PR #1099, opened 2020-10-26
Simplify logic

liamhuber:
There was some debate over how to handle these lines over in [PR 1083](https://github.com/pyiron/pyiron/pull/1083), and I didn't want to wade in with a third opinion ;) But now that that's safely merged, here's my take on the logic for checking if a pressure is isotropic and hydrostatic.

### DIFF
--- a/pyiron/lammps/control.py
+++ b/pyiron/lammps/control.py
@@ -235,20 +235,7 @@ class LammpsControl(GenericParameters):
 
         # If necessary, rotate the pressure tensor to the Lammps coordinate frame.
         # Isotropic, hydrostatic pressures are rotation invariant.
-        is_isotropic_hydrostatic = (
-            # All diagonal components must be equal and not None.
-            pressure[0] is not None and pressure[1] is not None and pressure[2] is not None
-            and np.isclose(pressure[0], pressure[1]) and np.isclose(pressure[1], pressure[2])
-            # Either all shear components must be None, or all shear components must be zero.
-            and (
-                (pressure[3] is None and pressure[4] is None and pressure[5] is None)
-                or
-                (pressure[3] is not None and np.isclose(pressure[3], 0.0) and
-                 pressure[4] is not None and np.isclose(pressure[4], 0.0) and
-                 pressure[5] is not None and np.isclose(pressure[5], 0.0))
-            )
-        )
-        if not np.isclose(np.matrix.trace(rotation_matrix), 3) and not is_isotropic_hydrostatic:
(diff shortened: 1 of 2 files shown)


pyiron/lammps/control.py
```diff
@@ -270,6 +257,16 @@ def pressure_to_lammps(self, pressure, rotation_matrix):
                  else p)
                 for p in pressure]
 
+    @staticmethod
+    def _is_isotropic_hydrostatic(pressure):
+        return (
+            None not in pressure[:3] and np.allclose(pressure[:3], pressure[0])
+            and (
+                all(p is None for p in pressure[3:])
+                or (None not in pressure[3:] and np.allclose(pressure[3:], 0.))
```
samwaseda, line 266: I find it still difficult to understand. I'd like to propose two possibilities:

1. We simply say it's an input and whoever puts 1.0e-16 instead of 0 must know what they're doing -> Instead of checking whether the values are close to 0, we check whether it's a clear 0 or not
2. We include one more step before `return` to round up `pressure`.

What do you think?

samwaseda: In both cases we'd have `all(p==0 for p in pressure[3:])` instead of `None not in pressure[3:] and np.allclose(pressure[3:], 0.)`

liamhuber: @samwaseda ok, I have no objection to breaking it down further to improve readability, which is what I interpret (2) to be.

I'm hard rejecting (1). The only way comparing to a clear 0 is fair is if we cast what we're comparing as an int, and that sounds super sketchy. Plus it doesn't help us for the isotropic evaluation where we need to make sure the first three components compare equally to each other. Anyhow, when I get a few minutes I'll do (2) and hopefully remove the desire for (1) ;)

samwaseda: And/or we can maybe separate the two parts:

‘’’
if (None in pressure[:3] or not np.allclose(pressure[:3], pressure[0])):
    return False
if ...
‘’’

Again this is just a suggestion. I don’t strongly stick to it.

samwaseda: (Sorry I’m writing it on my phone I know it looks horrible)

liamhuber:
@samwaseda I'm still using `is` for `None` comparisons (because PEP8, which I'm married to) and `np.allclose` (which I feel is the right tool for the job, but am not married to). Let me know if you find it more readable.

There's a small amount of duplicate code, but at this point it still doesn't feel like it's worth introducing a whole new function.

samwaseda (approved):
I like this one. It’s very clear now.

t-brink (approved):
Seems good. Approved under the condition that the pending tests pass.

:::

◆ WORK REQUEST ◆
For the word "clear", find all matching lines in the entries above and copy them out.

◆ FINISHED EXERCISE ◆
1. We simply say it's an input and whoever puts 1.0e-16 instead of 0 must know what they're doing -> Instead of checking whether the values are close to 0, we check whether it's a clear 0 or not
I'm hard rejecting (1). The only way comparing to a clear 0 is fair is if we cast what we're comparing as an int, and that sounds super sketchy. Plus it doesn't help us for the isotropic evaluation where we need to make sure the first three components compare equally to each other. Anyhow, when I get a few minutes I'll do (2) and hopefully remove the desire for (1) ;)
I like this one. It’s very clear now.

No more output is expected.